A site for coffee nerdom, espresso foolery and what's happening in the cuppa. We hope to inform, educate, humiliate and offend most everyone that enjoys a good, honest and not so honest cup of coffee every morning, lunch and dinner

Email the Coffee Nerds at covertcoffee@gmail.com

Monday, February 25, 2008

Just shut up and drink it.......How do we really taste coffee?




Brad Smith of Distant Lands Coffee looks on as Jason breaks the Franke unit down to get the perfect Parameters









How do we taste coffee?..........


> Our palates perceive four basic tastes: salt, sweet, bitter and sour.

> Acidity describes the bright and dry taste of coffee, and refers to both mouthfeel andtaste. A coffee that is high in acid is tingly and almost effervescent on the tongue,which becomes more evident as the coffee cools. Acidity produces crisp, pleasantly tart fruit flavors. This taste perception ranges from slightly sweet to slightly sour.

> Strength refers to the intensity measure of the amount of total dissolved solids (TDS)in the brew.
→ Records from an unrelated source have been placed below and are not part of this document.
PR #5449, opened 2020-05-18
Adapt parser and NER for transformers

honnibal:
The parser and NER models use a transition-based approach that's rather more intricate and indirect than the most obvious way people implement something like an NER model on top of a transformer. The most obvious way is more analogous to a tagger, with either a minimal modification to ensure valid sequences are produced, or perhaps a more involved CRF layer doing viterbi decoding with previous-tag features.

This PR adds a new component, provisionally titled `SimpleNER`, that uses this more baseline-ish strategy. The logic of applying the validity constraints is performed in a Thinc layer named `BILUO`.

Bug-fixes and some tweaks are also made to the existing parser model to make it more suitable for usage with transformers. In particular, the option to not use an output hidden layer receives bugfixes (it had been broken on develop), and instead a dimensionality reducing linear layer is added to the `tok2vec` component prior to the feature-extraction for the state.

These changes make the parser and NER faster and better for transformer models, which naturally use a wide tok2vec layer, e.g. 768 dimensions instead of the 96 or 128 dimensions we typically use in the CNN. The parser and NER use 8 and 3 features respectively, which would produce state vectors of 6144 and 2304 dimensions. These vectors are too wide, we want fewer parameters in the non-pretrained components. To address this, we simply downcast the token vectors to e.g. 128 prior to feature extraction. Now the state vectors are the same size we were using in the CNN models (1024 and 384). Dropping the last hidden layer further reduces the parameters and increases speed. I haven't tested whether this helps or hurts the model properly yet.

I haven't tested extensively, but so far the existing NER model does beat the `SimpleNER` baseline, in both speed and accuracy. I do think it makes sense: the NER model has an imitation-learning objective that's really a better way to decode than the dumb approach in the `SimpleNER` tagger.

TDS is the portion of the minerals dissolved in water that can pass
through a very small filter.

Body (Mouthfeel or Texture)

Try this experiment: while plugging your nose, try to distinguish the difference between coffee and water. Then try to distinguish the taste differences. You should not be able to distinguish between different varieties of coffee, but you can still distinguish between coffee and water because of mouthfeel.
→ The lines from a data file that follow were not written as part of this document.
Issue #4912, opened 2020-01-15
How do I train sentence splitter without training DEP parser?


buriy:
UD dep corpus is rather small, is made of single sentences per paragraph, and I'd like to train sentence splitter from DEP parser on arbitrary sentences, say, from other data sources containing sentence breaks.
How do I do it?

## Which page or section is this issue related to?
Training? Training DEP?

adrianeboyd:
For training data without real paragraphs there's a `spacy convert` option that lets you group sentences into fake paragraphs so that the parser has a chance to learn sentence boundaries:

```
spacy convert -n 10
```

We use this option for most of the UD corpora behind spacy's provided models. In theory the converter could also support the UD document and paragraph markers, but there are so many UD/CoNLL-U corpora that don't have them and it doesn't seem like something that spacy necessarily needs to support.

The next major version of spacy (v3?) will have a new component called `SentenceRecognizer` that you can train just from sentence-segmented data. Underneath it's just a tagger that tags words as either sentence start or not. It's much smaller and faster than the parser, with slightly higher precision and slightly lower recall in the tasks I've tried so far. (Prodigy will also support sentence boundary annotation as one option for gathering custom training data for this task.)

If you'd like to experiment with it, it should be working in the `develop` branch, and feedback is very welcome! If you have data in spacy's training format (you just need `"orth"` for each token at a minimum), you can train a model with `spacy train -p sentrec`. (Please keep in mind that `develop` is not going to be stable! At the very least `sentrec` is a terrible name that will change in the future...)

buriy:
That new component system (Morphologizer, SentRec) is really looking great! Thanks, I'll try!
Backporting to 2.1/2.2 also looks trivial for SentRec -- just update the .is_sent_start from this new model.

adrianeboyd:
I think that backporting is a little more challenging than it looks because of how the gold annotations are passed around as a tuple during training in v2. This has been improved a lot with a new class called `Example` in `develop`, which is why a number of new components have only been added in `develop` and there aren't plans to backport any of them.

buriy:
Well, first of all, I want to support existing v2.1/v2.2 right now, that's why considering using existing components and maybe several tricks, and backporting just could be one of them.
Can't we just add it as an additional model in the pipeline making a copy from one of POS/NER/DEP? We just need binary yes/no output per token.
And reg training backporting... you know, CLI training is broken anyway in v2.1/v2.2, so I had to write my own wrappers for almost everything.
[...]

PR #5456, opened 2020-05-19
Remove peeking from Parser.begin_training

adrianeboyd:
## Description

Inspect all instances in `Parser.begin_training` rather than only the first 1000.

(Reported in #4912.)

### Types of change

Bug fix.

## Checklist


adrianeboyd:
This may potentially both solve and cause problems for training on very large corpora...

PR #5457, opened 2020-05-19
Update website models for v2.3.0

adrianeboyd:
## Description

Update website models for v2.3.0

### Types of change

Docs.

## Checklist

### DIFF
--- a/website/meta/languages.json
+++ b/website/meta/languages.json
@@ -1,6 +1,36 @@
 {
     "languages": [
         {
+            "code": "zh",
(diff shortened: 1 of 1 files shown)


adrianeboyd:
How hard would it be to include the license and authors for individual sources? I think it should be acknowledged on the website and not just buried in `meta.json`.

ines:
FYI, created a new branch `docs/v2.3.0` that we can use to collect docs updates for v2.3. Then we only need one open PR to `master`.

> Intensity and dimensionality. Intensity is the strength of any of these taste
components; dimensionality is the story the coffee tells—the sequential arrangement
of flavors, aromas, and texture.

> What gives coffee its body? Brew colloids. These micro-sized particles are suspended in liquid coffee, too small to pass through most coarse filtering systems. They are non-dissolved, and do not settle out under the force of gravity. They give texture to the body of coffee and contribute to the flavor.

Aftertaste

> Taste continues to develop even after you have swallowed or spit out the coffee.
Something that hits you as pleasantly sweet at first may turn sour after thirty seconds of development on the tongue.

> Both taste and body come into play with aftertaste; you may still be able to feel a
coffee in your mouth, but the taste may not be as strong.